PR #163, opened 2026-01-05
Hdf5 storage format

tsseppa:
_Under construction_

Initial commit. Plan is to have hdf5 storage format configuration in general config file, so user can create the format. Base structure should be offered (to show what could be done) and option for None as well to not have hdf5 at all.

### Current tree created into hdf5:

Näyttökuva 2026-01-06 kello 5 55 37

### Things to consider

- Metadata attributes. What should be included? (Software version, git commit, python version)?. Currently just Sampler, Executor and Runner types.
- Chunks. Depends if there is already a planned use case for hdf5 file. In some cases creating chunks fastens the process of reading hdf5 for ML purposes for example
- Sanitaizing datasets. **Currently only numeric values are saved into hdf5**. Some sanitizing should be included for True/False values. String values may not be needed in the database?
- Should this be only optional, or should the h5py package be included in dependencies?

### Todo:

- [ ] Write "How to use" guide and some examples

### DIFF
--- a/configs/example_local.yaml
+++ b/configs/example_local.yaml
@@ -10,3 +10,6 @@ runner:
   other_params: {}
 supervisor:
   base_run_dir: "data_dir/local"
+storage:
+  type: hdf5
+  path: "{base_run_dir}/runs.h5"
--- a/configs/example_local.yaml
+++ b/configs/example_local.yaml
@@ -12,4 +12,3 @@ supervisor:
   base_run_dir: "data_dir/local"
 storage:
   type: hdf5
-  path: "{base_run_dir}/runs.h5"
--- a/pyproject.toml
+++ b/pyproject.toml
@@ -22,6 +22,7 @@ dependencies = [
     "PyYAML",
     "scipy",
     "pyarrow",
+    "h5py",
 ]
 
 [tool.setuptools]
--- a/src/enchanted_surrogates/supervisor/supervisor.py
+++ b/src/enchanted_surrogates/supervisor/supervisor.py
@@ -10,6 +10,7 @@ import sys
 import warnings
 import shutil
 from time import sleep
+import numpy as np
 import pandas as pd
 from enchanted_surrogates.utils.precise_imports import import_sampler, import_executor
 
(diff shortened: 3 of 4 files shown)


tsseppa:
# Creation of stored files

Enchanted Surrogates run results can be saved in a few ways. Some must be configured to `config.yaml` file, and some are used by default.

## CSV

Summary CSV file `enchanted_dataset.csv`containing results of runs is created **by default**. It is saved in `base_run_dir` path that has to be described in `congif.yaml`: 

```yaml
supervisor:
    base_run_dir: "path/to/location"
```

## Parquet

Instead of CSV, summary file can be saved into parquet file `enchanted_dataset.parquet`. This is created when `config.yaml` is configured as follows and it replaces the summary .csv file:

```yaml
supervisor:
    summary_datatype: "parquet"
``` 

## HDF5

In addition, data can be saved to hdf5 which is structured storage format. Currently the file structure is as follows:

```text
- runs.h5/
    - data/
        - aggregated/
            - columns
            - values
        - runs/
            - 0_0/
                - columns
                - values
            - 0_1/
                - columns
                - values 
            - ...
            - 1_0/
                - columns
                - values
            - ...
    - metadata/
        - attributes
```



In `config.yaml` hdf5 has to be declared as follows: 

```yaml
storage:
    type: "hdf5"
```

Currently there are no other storage types, so as long as `type` parameter is not empty, the `runs.h5` file will be created

# Use of stored files

## CSV

CSV file can be opened in LibreOffice Calc or other spreadsheet application. Columns used are:
- `output`: float; result value
- `success`: bool; state of result
- `c1`: float; simulation parameter
- `c2`: float; simulation parameter
- `run_dir`: path; location of run for this result

Number of rows corresponds to number of runs conducted.

## Parquet

Parquet file is organized similar to csv described above. It is possible to be accessed via script as below:

```python
import pandas as pd

# Load summary dataset
df = pd.read_parquet("path/to/enchanted_dataset.parquet")

# Inspect contents
print(df.head())
print(df.columns)

# Example for ML purposes
# Feature matrix (simulation inputs)
X = df[["c1", "c2"]]

# Target vector (simulation output)
y = df["output"]
```

## HDF5

File structure is described above. Below is how to inspect the values of hdf5 file with usage of h5py package:

```python
import h5py

with h5py.File("path/to/runs.h5", "r") as f:
    # Top-level groups
    print(list(f.keys()))  # ['data', 'metadata']

    # Data subgroups
    print(list(f["data"].keys()))  # ['aggregated', 'runs']

    # Available run IDs
    run_ids = list(f["data"]["runs"].keys())
    print(run_ids)
```

A very basic example for ML purposes:

```python
import h5py
import numpy as np

with h5py.File("path/to/runs.h5", "r") as f:
    columns = f["data"]["aggregated"]["columns"][:].astype(str) # instance of np.array()
    values = f["data"]["aggregated"]["values"][:] # instance of np.array()

# Extract features and target
c1_idx = columns.tolist().index("c1")
c2_idx = columns.tolist().index("c2")
out_idx = columns.tolist().index("output")

X = values[:, [c1_idx, c2_idx]]
y = values[:, out_idx]
```

dafughes (approved):
Looks good!

PR #2299, opened 2023-08-29
:seedling: Add license scan for pull requests

killianmuldoon:
Adds a licence scan inline with what is currently being added in the core Cluster API repo with https://github.com/kubernetes-sigs/cluster-api/pull/9184

Part of https://github.com/kubernetes-sigs/cluster-api/pull/9184

### DIFF
--- a/hack/verify-container-images.sh
+++ b/hack/verify-container-images.sh
@@ -1,6 +1,6 @@
 #!/bin/bash
 
-# Copyright 2023 The Kubernetes Authors.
+===+
How to complete this task — Retype the material precisely, leaving out no line.

Exercise answer —
PR #163, opened 2026-01-05
Hdf5 storage format

tsseppa:
_Under construction_

Initial commit. Plan is to have hdf5 storage format configuration in general config file, so user can create the format. Base structure should be offered (to show what could be done) and option for None as well to not have hdf5 at all.

### Current tree created into hdf5:

Näyttökuva 2026-01-06 kello 5 55 37

### Things to consider

- Metadata attributes. What should be included? (Software version, git commit, python version)?. Currently just Sampler, Executor and Runner types.
- Chunks. Depends if there is already a planned use case for hdf5 file. In some cases creating chunks fastens the process of reading hdf5 for ML purposes for example
- Sanitaizing datasets. **Currently only numeric values are saved into hdf5**. Some sanitizing should be included for True/False values. String values may not be needed in the database?
- Should this be only optional, or should the h5py package be included in dependencies?

### Todo:

- [ ] Write "How to use" guide and some examples

### DIFF
--- a/configs/example_local.yaml
+++ b/configs/example_local.yaml
@@ -10,3 +10,6 @@ runner:
   other_params: {}
 supervisor:
   base_run_dir: "data_dir/local"
+storage:
+  type: hdf5
+  path: "{base_run_dir}/runs.h5"
--- a/configs/example_local.yaml
+++ b/configs/example_local.yaml
@@ -12,4 +12,3 @@ supervisor:
   base_run_dir: "data_dir/local"
 storage:
   type: hdf5
-  path: "{base_run_dir}/runs.h5"
--- a/pyproject.toml
+++ b/pyproject.toml
@@ -22,6 +22,7 @@ dependencies = [
     "PyYAML",
     "scipy",
     "pyarrow",
+    "h5py",
 ]
 
 [tool.setuptools]
--- a/src/enchanted_surrogates/supervisor/supervisor.py
+++ b/src/enchanted_surrogates/supervisor/supervisor.py
@@ -10,6 +10,7 @@ import sys
 import warnings
 import shutil
 from time import sleep
+import numpy as np
 import pandas as pd
 from enchanted_surrogates.utils.precise_imports import import_sampler, import_executor
 
(diff shortened: 3 of 4 files shown)


tsseppa:
# Creation of stored files

Enchanted Surrogates run results can be saved in a few ways. Some must be configured to `config.yaml` file, and some are used by default.

## CSV

Summary CSV file `enchanted_dataset.csv`containing results of runs is created **by default**. It is saved in `base_run_dir` path that has to be described in `congif.yaml`: 

```yaml
supervisor:
    base_run_dir: "path/to/location"
```

## Parquet

Instead of CSV, summary file can be saved into parquet file `enchanted_dataset.parquet`. This is created when `config.yaml` is configured as follows and it replaces the summary .csv file:

```yaml
supervisor:
    summary_datatype: "parquet"
``` 

## HDF5

In addition, data can be saved to hdf5 which is structured storage format. Currently the file structure is as follows:

```text
- runs.h5/
    - data/
        - aggregated/
            - columns
            - values
        - runs/
            - 0_0/
                - columns
                - values
            - 0_1/
                - columns
                - values 
            - ...
            - 1_0/
                - columns
                - values
            - ...
    - metadata/
        - attributes
```



In `config.yaml` hdf5 has to be declared as follows: 

```yaml
storage:
    type: "hdf5"
```

Currently there are no other storage types, so as long as `type` parameter is not empty, the `runs.h5` file will be created

# Use of stored files

## CSV

CSV file can be opened in LibreOffice Calc or other spreadsheet application. Columns used are:
- `output`: float; result value
- `success`: bool; state of result
- `c1`: float; simulation parameter
- `c2`: float; simulation parameter
- `run_dir`: path; location of run for this result

Number of rows corresponds to number of runs conducted.

## Parquet

Parquet file is organized similar to csv described above. It is possible to be accessed via script as below:

```python
import pandas as pd

# Load summary dataset
df = pd.read_parquet("path/to/enchanted_dataset.parquet")

# Inspect contents
print(df.head())
print(df.columns)

# Example for ML purposes
# Feature matrix (simulation inputs)
X = df[["c1", "c2"]]

# Target vector (simulation output)
y = df["output"]
```

## HDF5

File structure is described above. Below is how to inspect the values of hdf5 file with usage of h5py package:

```python
import h5py

with h5py.File("path/to/runs.h5", "r") as f:
    # Top-level groups
    print(list(f.keys()))  # ['data', 'metadata']

    # Data subgroups
    print(list(f["data"].keys()))  # ['aggregated', 'runs']

    # Available run IDs
    run_ids = list(f["data"]["runs"].keys())
    print(run_ids)
```

A very basic example for ML purposes:

```python
import h5py
import numpy as np

with h5py.File("path/to/runs.h5", "r") as f:
    columns = f["data"]["aggregated"]["columns"][:].astype(str) # instance of np.array()
    values = f["data"]["aggregated"]["values"][:] # instance of np.array()

# Extract features and target
c1_idx = columns.tolist().index("c1")
c2_idx = columns.tolist().index("c2")
out_idx = columns.tolist().index("output")

X = values[:, [c1_idx, c2_idx]]
y = values[:, out_idx]
```

dafughes (approved):
Looks good!

PR #2299, opened 2023-08-29
:seedling: Add license scan for pull requests

killianmuldoon:
Adds a licence scan inline with what is currently being added in the core Cluster API repo with https://github.com/kubernetes-sigs/cluster-api/pull/9184

Part of https://github.com/kubernetes-sigs/cluster-api/pull/9184

### DIFF
--- a/hack/verify-container-images.sh
+++ b/hack/verify-container-images.sh
@@ -1,6 +1,6 @@
 #!/bin/bash
 
-# Copyright 2023 The Kubernetes Authors.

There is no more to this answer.